──────── GIVEN INFORMATION ────────

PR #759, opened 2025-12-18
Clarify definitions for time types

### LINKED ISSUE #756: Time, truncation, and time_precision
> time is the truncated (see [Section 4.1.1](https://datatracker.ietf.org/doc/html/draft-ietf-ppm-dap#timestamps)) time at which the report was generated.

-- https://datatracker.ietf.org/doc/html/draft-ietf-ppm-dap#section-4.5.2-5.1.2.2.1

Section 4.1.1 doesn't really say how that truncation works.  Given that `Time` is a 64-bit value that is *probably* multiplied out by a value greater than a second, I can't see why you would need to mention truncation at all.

────────

## AIM OF THE EXERCISE
Your answer must be the line that contains "### LINKED ISSUE" and every line after it to the end of the records, reproduced exactly.

## SOLUTION TO THIS EXERCISE
### LINKED ISSUE #756: Time, truncation, and time_precision
> time is the truncated (see [Section 4.1.1](https://datatracker.ietf.org/doc/html/draft-ietf-ppm-dap#timestamps)) time at which the report was generated.

-- https://datatracker.ietf.org/doc/html/draft-ietf-ppm-dap#section-4.5.2-5.1.2.2.1

Section 4.1.1 doesn't really say how that truncation works.  Given that `Time` is a 64-bit value that is *probably* multiplied out by a value greater than a second, I can't see why you would need to mention truncation at all.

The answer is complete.